The fact that the symposium is called “Refugee Teaching” and not “Teaching Refugees” is key — a significant part of the program features refugee students and parents talking about their experiences with the education system. And Friday evening includes cultural performances and a bazaar featuring items made by refugee artisans.

Yen Le Espíritu, a professor of ethnic studies at UC San Diego who’s also a member of the CRSC and the symposium’s organizer, said the event is the first of its kind in terms of bringing in refugee parents and students to share their perspectives.

“One of [CRSC’s] main goals is to make sure refugees are included in initiatives that concern them,” she said, “and that they’re not represented only as a problem for service providers to solve, but rather that they have their own ideas that would inform [refugee-focused] programs.”

Morgan Appel, director of Extension’s education and behavioral sciences department, said the symposium’s student and parent panels are what he’s most looking forward to.

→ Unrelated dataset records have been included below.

PR #4018, opened 2020-07-22
Improve selection expansion changelog entry

chrisduerr:


markstos:
Looks Good to Me.

It'd be nice if Vi Mode selections could also be expanded in a similar way.

I tried using the "Sematic Select" action then quickly repeating it to mimic a "double click", but that didn't work.

chrisduerr:
> I tried using the "Sematic Select" action then quickly repeating it to mimic a "double click", but that didn't work.

What do you mean by this? The semantic selection should just start right away, right?

markstos:
Yes, it immediately selected a word.

I was curious if I could emulate the mouse behavior of repeatedly clicking to expand the selection. I tried repeatedly using the keybinding for semantic selection to see if it worked like and it didn't.

chrisduerr:
I'm not going to change the vi mode entry for now, since it shouldn't be any surprise to someone who has used vi before. So I'd rather just keep that a bit shorter for now. Though documenting the actions in general would make sense.

markstos:
I've used Vi, Vim and Neovim for a couple decades and it was a surprise me. I thought maybe I missed something, so typed `:help semantic` in Neovim, but "Sorry, no help for semantic".

Still thinking maybe I should have already known about the term "semantic selection" I also did a web search:

https://duckduckgo.com/?q=vim+semantic+selection&t=canonical&ia=web

Still nothing obvious in the first page of results there about Vim semantic selections.  (At least not by that name).

I think having some clear docs about this now could save the development team some support time later.

chrisduerr:
> I've used Vi, Vim and Neovim for a couple decades and it was a surprise me. I thought maybe I missed something, so typed :help semantic in Neovim, but "Sorry, no help for semantic".

It works the same way every selection in vim does. Just like line selection and block selection. None of these require pressing keys multiple times. In fact that's not how any binding in vi works, they don't toggle between modes based on the number of presses.

The term semantic selection just refers to the semantic escape characters defined in Alacritty's configuration and the existing semantic selection used for the mouse double click.

markstos:
Every vi-like interface has some differences and that was one place I was exploring to see if it might be different. Without documentation for actions, expect users to explore and experiment. 

Also, thanks for your work on Alacritty and the Vi selection mode feature. I am grateful for both and was attempting to contribute my own small improvement by updating the docs a bit to help another new user struggle less where I spent a little time to figure out how it worked.

chrisduerr:
> Without documentation for actions, expect users to explore and experiment.

I mean the semantic selection in vi mode action's binding is documented. It states exactly what you need to do to activate it in the default configuration file.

“To hear from members of the community about their priorities, their needs, their talents and insights into building partnerships — I think that this symposium presents a rare opportunity to do some good introspective and reflective work based on community needs,” he said.

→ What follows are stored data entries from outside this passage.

PR #4019, opened 2020-07-23
Document Alacritty's UI features

chrisduerr:


docs/features.md
```diff
@@ -0,0 +1,64 @@
...
+This document gives an overview over Alacritty's features beyond its terminal
+emulation capabilities. To get a list with supported control sequences take a
+look at [Alacritty's escape sequence support](./escape_support.md).
+
+## Vi Mode
+
+The vi mode allows moving around Alacritty's viewport and scrollback using the
+keyboard. It also serves as a jump-off point for other features like search and
+opening URLs with the keyboard. By default you can launch it using
+<kbd>Ctrl</kbd> <kbd>Shift</kbd> <kbd>Space</kbd>.
```
kchibisov, line 12: There's a way to add a `plus` sign in between for it to look more homogeneous.

docs/features.md
```diff
@@ -0,0 +1,64 @@
...
+
+### Motion
+
+The cursor motions are setup by default to mimic vi, however they are fully
+configurable. If you don't like vi's bindings, take a look at the [configuration
+file] to change the various movements.
+
+### Selection
+
+One useful feature of vi mode is the ability to make selections and copy text to
```
kchibisov, line 22: You have one selection.

```suggestion
One useful feature of vi mode is the ability to select and copy text to
```

docs/features.md
```diff
@@ -0,0 +1,64 @@
...
+the clipboard. By default you can start a selection using <kbd>v</kbd> and copy
+it using <kbd>y</kbd>. All selection modes that are available with the mouse can
+be accessed from vi mode, including the semantic (<kbd>Alt</kbd> <kbd>v</kbd>),
+line (<kbd>Shift</kbd> <kbd>v</kbd>) and block selection (<kbd>Ctrl</kbd>
```
kchibisov, line 26: Same thing with `plus` sign.

docs/features.md
```diff
@@ -0,0 +1,64 @@
...
+
+Search allows you to find anything in Alacritty's scrollback buffer, it can be
+launched either directly (<kbd>Ctrl</kbd> <kbd>Shift</kbd> <kbd>f</kbd>), or
+from vi mode (<kbd>/</kbd>).
+
+### Vi Search
+
+When using search while the vi mode is active, it can be used to quickly move
+around the scrollback buffer. The bindings <kbd>Ctrl</kbd> <kbd>n</kbd> and
+<kbd>Ctrl</kbd> <kbd>Shift</kbd> <kbd>n</kbd> allow you to navigate within
```
kchibisov, line 47: Those are just `n` and `shift + n`, no ctrl is involved here. Also, `plus`.

docs/features.md
```diff
@@ -0,0 +1,64 @@
...
+matches, which make them useful tools for selecting your matches.
+
+### Normal Search
+
+During normal search you don't have the opportunity to move around freely, but
+you can still jump between matches using <kbd>Enter</kbd> and <kbd>Shift</kbd>
+<kbd>Enter</kbd>. After leaving search with <kbd>Escape</kbd> your active match
+stays selected, allowing you to easily copy it.
```
kchibisov, line 55: it's not true that it stays selected(it'll be cleared in alt-screen). But I guess the current wording is fine.

docs/features.md
chrisduerr: I'm not sure what I like more tbh. I feel like without the plus formats a little nicer, the `+` looks a little out of place:

<kbd>Ctrl</kbd>+<kbd>c</kbd>
<kbd>Ctrl</kbd> <kbd>c</kbd>

docs/features.md
chrisduerr: You can perform it multiple times though. So making selections is still correct? I can change it though to make it more clear that the only purpose of selections is to copy text?

docs/features.md
chrisduerr: That is incorrect, I'm explicitly talking about motions **within** the search here.

docs/features.md
chrisduerr: That's not correct. The selection stays active both in the primary and alternative screen buffer.

Now if your content is resized and that clears the content below it, that's a completely different thing.

docs/features.md
kchibisov: I mean we don't have `Ctrl + Shift + N` or `Ctrl + n` in a alacritty.yml or implicitly in terminal, I'm not sure what is incorrect here.

docs/features.md
kchibisov: I do like it in a way `Ctrl + c` tbqh, but it uses a bit different formatting, than `kbd`.

chrisduerr: I personally prefer <kbd>Ctrl</kbd> <kbd>c</kbd> out of all of them. It doesn't have an out of place looking connecting character, is still clear and makes it obvious that this is about a keybinding.

docs/features.md
chrisduerr: Oh right, these aren't bound to anything by default. I completely forgot about that.

Do you think it would make sense to bind these by default? Do you have them bound to something?

chrisduerr:
> We should link to this document from the readme, so it'll be easy to discover.

Completely agree with that, I wanted to do that actually but forgot about it. Great idea.

> As for the features you've listed itself. Should we mention url opening in normal mode? Also, should we mention that you should press shift to select in certain cases, and that you can figure that out from the current mouse cursor state?

I'm a bit conflicted on this one. It makes some sense, but on the other hand it's not that crazy of a feature. It feels like something that wouldn't need to be documented? But it might be useful for people that are trying to compare Alacritty without actually running it. I suppose it doesn't hurt to add it.

docs/features.md
kchibisov: >Do you think it would make sense to bind these by default? Do you have them bound to something?

I don't think that we should.

kchibisov: This is still not addressed. Just removing the sentence about `ctrl + shift + n` should solve it.

chrisduerr: Should we then document that these bindings can be used to jump within matches? I think it's an important detail of vi search.

kchibisov: >Should we then document that these bindings can be used to jump within matches? I think it's an important detail of vi search.

You mean `Actions`? we don't have the bindings you're talking about.

chrisduerr: No, I mean that people can create these bindings to jump around within matches.

kchibisov: people can create whatever bindings they want. They could bind certain actions to have an ability to move within the search, however actions that we have to navigate around, are not bound to a 'current' match, they just traverse the matches in a defined order. So I do feel like there's no value in that sentence at all.

chrisduerr: How is there no value in documenting that a binding exists that is not bound by default which would likely be very useful to a lot of people?

kchibisov: Well, we have other bindings not bound by default, which also has a value to begin with.

>How is there no value in documenting that an action exists that is not bound by default which would likely be very useful to a lot of people

You can say that there're other ways to move Vi cursor other than default `n` and `N` ans just list the actions folks can use, describing what they should do. However if you want to describe a key binding that may be of use maybe use config's key binding section? For me features file is more like, 'things you can try right away without touching config at all'.

chrisduerr: Using the configuration file's key binding section would likely make this harder to discover though.

chrisduerr: I've reworded things a little bit, let me know what you think.

docs/features.md
```diff
@@ -0,0 +1,72 @@
...
+Search allows you to find anything in Alacritty's scrollback buffer. You can
+search forward using <kbd>Ctrl</kbd> <kbd>Shift</kbd> <kbd>f</kbd> and
+backward using <kbd>Ctrl</kbd> <kbd>Shift</kbd> <kbd>b</kbd>.
+
+### Vi Search
+
+In vi mode the search is bound to <kbd>/</kbd> for forward and <kbd>?</kbd> for
+backward search. This allows you to move around quickly and help with selecting
+content. The `SearchStart` and `SearchEnd` keybinding actions can be bound if
+you're looking for a way to jump to either end of a match.
```
kchibisov, line 48: The sentence is unfinished. 

```suggestion
you're looking for a way to jump to either start of the match or end.
```

chrisduerr: It is finished, you can jump to either end of the search match with these bindings.

PR #4031, opened 2020-07-25
Invert fixed color cursor if it matches cell bg

### LINKED ISSUE #4016: Cursor should be inverted when placed on same foreground color
### System
OS: Linux (but probably all)
Version: alacritty 0.5.0-dev (87e5b1aa)
Linux/BSD: X11

Here is an example in urxvt: 
image

The same behavior in alacritty:
image

I think usability is greatly improved with this behavior.

chrisduerr:
This should reduce the number of times people with fixed cursor colors
run into troubles when existing text is already colored.

Using just the background color as a metric instead of both background
and foreground color should ensure that the cursor still has a clear
shape, since just changing the foreground color for a cursor might be
difficult to see. Always inverting the entire cursor instead of keeping
the fixed foreground color is important to make sure the contrast isn't
messed up.

Fixes #4016.

### DIFF
--- a/CHANGELOG.md
+++ b/CHANGELOG.md
@@ -12,7 +12,7 @@ and this project adheres to [Semantic Versioning](https://semver.org/spec/v2.0.0
 
 ### Changed
 
-- Cursors are now inverted when their fixed color matches the cell's background
+- Cursors are now inverted when their fixed color is similar to the cell's background
 
 ## 0.5.0-dev
 
--- a/CHANGELOG.md
+++ b/CHANGELOG.md
@@ -10,6 +10,10 @@ and this project adheres to [Semantic Versioning](https://semver.org/spec/v2.0.0
 
 - Secondary device attributes escape (`CSI > 0 c`)
 
+### Changed
+
+- Cursors are now inverted when their fixed color matches the cell's background
+
 ## 0.5.0-dev
 
 ### Packaging
--- a/alacritty_terminal/src/term/mod.rs
+++ b/alacritty_terminal/src/term/mod.rs
@@ -31,6 +31,9 @@ mod search;
 /// Max size of the window title stack.
 const TITLE_STACK_MAX_DEPTH: usize = 4096;
 
+/// Minimum contrast between a fixed cursor color and the cell's background.
+const MIN_CURSOR_CONTRAST: f64 = 1.5;
+
 /// Maximum number of linewraps followed outside of the viewport during search highlighting.
 const MAX_SEARCH_LINES: usize = 100;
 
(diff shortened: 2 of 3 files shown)


kchibisov:
I do like the idea in general, but I'd like to see some error range for those checks actually, since if colors different on `1` in some component you won't see a difference anyway, but the color won't be inverted.

I can't suggest a range that we can use, but in general it's something I'd like to explore. Though, I don't want something very complex here, and so it should be done in RGB colors and without much math.

chrisduerr:
> I do like the idea in general, but I'd like to see some error range for those checks actually

I have considered this but I find this **far** to complicated. This is not about fixing things with truecolor, but mostly about conflicts within your own colorscheme. There's no good way to fix this with truecolor anyways, so I don't think it's worth even trying. Having to compute the "distance" just seems like far too much trouble.

kchibisov:
Yeah, but your colorscheme colors could also differ just a bit, like white and bright white for example, or your cursor won't much any color of from them, and so you won't solve that issue within your colorscheme, unless you use exactly the same colors.

Though, I guess the way it's right now is fine, but I guess checking distance between colors, assuming rgb vectors, isn't something that won't work for certain cases? Though, I guess distance won't work well, and so it should be something like max difference among color components, to make it work nicer, which isn't something that complex tbqh.

chrisduerr:
> Though, I guess the way it's right now is fine, but I guess checking distance between colors, assuming rgb vectors, isn't something that won't work for certain cases? Though, I guess distance won't work well, and so it should be something like max difference among color components, to make it work nicer, which isn't something that complex tbqh.

It should probably be something like color contrast, but some colorschemes have a relatively small contrast between things to begin with and we wouldn't want to always invert it in those cases. Computing contrast also is a bit annoying. It's definitely not "simple".

CHANGELOG.md
```diff
@@ -10,6 +10,10 @@ and this project adheres to [Semantic Versioning](https://semver.org/spec/v2.0.0
 
 - Secondary device attributes escape (`CSI > 0 c`)
 
+### Changed
+
+- Cursors are now inverted when their fixed color matches the cell's background
```
kchibisov, line 15: We should mention that it's now contrast based.

alacritty_terminal/src/term/mod.rs
```diff
@@ -389,13 +392,19 @@ impl<'a, C> Iterator for RenderableCellsIter<'a, C> {
...
             {
-                // Handle cell below cursor.
                 if self.cursor.rendered {
+                    // Handle cell below cursor.
                     let cell = self.inner.next()?;
                     let mut cell = RenderableCell::new(self, cell);
 
                     if self.cursor.key.style == CursorStyle::Block {
-                        cell.fg = self.cursor.text_color.color(cell.fg, cell.bg);
+                        // Invert cursor if static background matches the cell's background.
```
kchibisov, line 401: Actually, both comments are a bit out dated, since it's not really a match, it's similar to.

alacritty_terminal/src/term/mod.rs
```diff
@@ -412,7 +421,13 @@ impl<'a, C> Iterator for RenderableCellsIter<'a, C> {
 
                     let mut cell = RenderableCell::new(self, cell);
                     cell.inner = RenderableCellContent::Cursor(self.cursor.key);
-                    cell.fg = self.cursor.cursor_color.color(cell.fg, cell.bg);
+
+                    // Only apply static color if it doesn't match the cell's current background.
```
kchibisov, line 425: same here.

Roughly 9,000 refugees arrived in California last year, according to the U.S. State Department’s Refugee Processing Center, with roughly one-third settling in San Diego — more than any other county in the state. Studies show that refugee students often struggle in school, held back by gaps in education, trauma and trying to figure out their place in the community. Espiritu says this can be challenging for educators and something the CRSC aims to examine.

“It’s never possible to address all of the individual issues,” she said, “so what we are hoping to do is provide a framework for how one would do it. One key is to think about refugee-centered education rather than a top-down approach.”

Espiritu hopes the symposium will help inform local initiatives, some of which are already in the works, including an after-school program and, in partnership with Extension, professional development courses for local teachers and others who work with refugee communities.

Espiritu said she appreciates the flexibility Extension offers, like the ability to hold courses in community settings where educators can gain a richer perspective.

“I envision a very multi-disciplinary course,” she said. “People who take the course can have a practical, hands-on understanding… as well as more of an academic background that historicizes the different waves of refugees who have come San Diego since 1975.”

Appel hopes the symposium, and the initiatives that spring from it, will be models that can be replicated not only throughout California but in other U.S. cities with large refugee populations.

“As education enters a new age and our populations become more diverse, I think this gives us the unique opportunity to really hear the voices that are impacted,” he said.